Throughout the hora, certain guests may be brought to the center of the circle to dance with the couple and their immediate families. Guests may link arms and swing each other around inside the circles. Groups of women may make smaller circles and perform special dances, and groups of men may drape their arms over each other's shoulders and dance in circles or lines.

Are There Traditional Songs That Are Played During the Hora?

The most popular songs that are played during the hora dance, are "Hava Nagila" (meaning "let's rejoice") and "Siman Tov U'Mazal Tov" (meaning "a good sign and good luck will come to us"). Many bands or DJs who are familiar with Jewish weddings have created a medley of hora music, which usually includes the above two Jewish wedding songs, along with other Hebrew songs or Yiddish klezmer music.

"Couples can certainly choose the music that is played during the hora, but you want versions of songs that are upbeat and happy," says Rabbi Cherney. "Make sure that you check which tune or tunes your band or DJ will play before the wedding. Some musicians aren't familiar with the custom and may need some further guidance to make sure it is an uplifting part of the evening."

What Is the Significance of Lifting the Couple Up on Chairs During the Hora?

As the dance progresses, chairs will be brought to the middle of the hora circles and the newlyweds will be encouraged to sit down. Then, guests hoist the chairs up, practically tossing the married couple into the air. This is a particularly fun Jewish wedding tradition that makes for some great photos, but there is a deeper meaning behind it.

"The couple is thought to be spiritually elevated on the day of their wedding," says Rabbi Cherney. "This is symbolized by lifting them up closer to God or physically elevating them, just as they are internally being elevated and blessed spiritually."

One important tip for this tradition: "The chairs should be sturdy wooden chairs with arms—no folding chairs!" says Rabbi Cherney.

Who Is Typically Included in This Tradition?

According to Rabbi Cherney, "the couple themselves are lifted up as well as their parents, and any other immediate family members that are present."

There are no rules about who does the lifting—any strong guests are encouraged to participate and help lift the couple up during this portion of the hora.

Why Do Couples Hold a Napkin While They are Lifted on Chairs?

As the newlyweds are lifted up on the chairs, you might see them holding a napkin between them—each holding a side of the cloth.
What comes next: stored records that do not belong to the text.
PR #1587, opened 2017-01-09
Sync CallKit mute button state with in app mute button.

michaelkirk:
**note:** this isn't targeting master.

Fixes a problem where the system call screen (CallKit) mute button could get out of sync with the in-app call screen's mute button.

This includes a refactor which, I think, better separates concerns and consequently reduces dependencies in the CallViewController.

PTAL @charlesmchen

Wondering the meaning behind this tradition? Turns out the napkin serves as a way for the couple to connect without actually touching each other.

Rabbi Cherney explains: "In religiously observant Jewish communities, men and women have not touched prior to the wedding. While this is very different in religiously liberal Jewish communities, the tradition of connecting through the napkin continues on. The couple are connected even though they are not physically touching. Interestingly enough waving a napkin at a wedding is also a symbol of joy and cheer amongst those who are hard of hearing, instead of clinking glasses!"

How Long Is a Typical Hora Dance?

The length of the hora dance really depends on your community's traditions and your own desires for your reception. According to Rabbi Cherney, "for some families the hora may be just one celebratory song and for other families the hora may last an hour! The time difference may vary based on how well versed the community is in the tradition, as well as the musicians ability to build the energy."

Make sure to discuss your hora with your band or DJ before the big day so you can choose the playlist and the length of time it will take. A music pro who has experience at Jewish weddings will know to ask you about your desired hora length, but if not, don't forget to bring it up.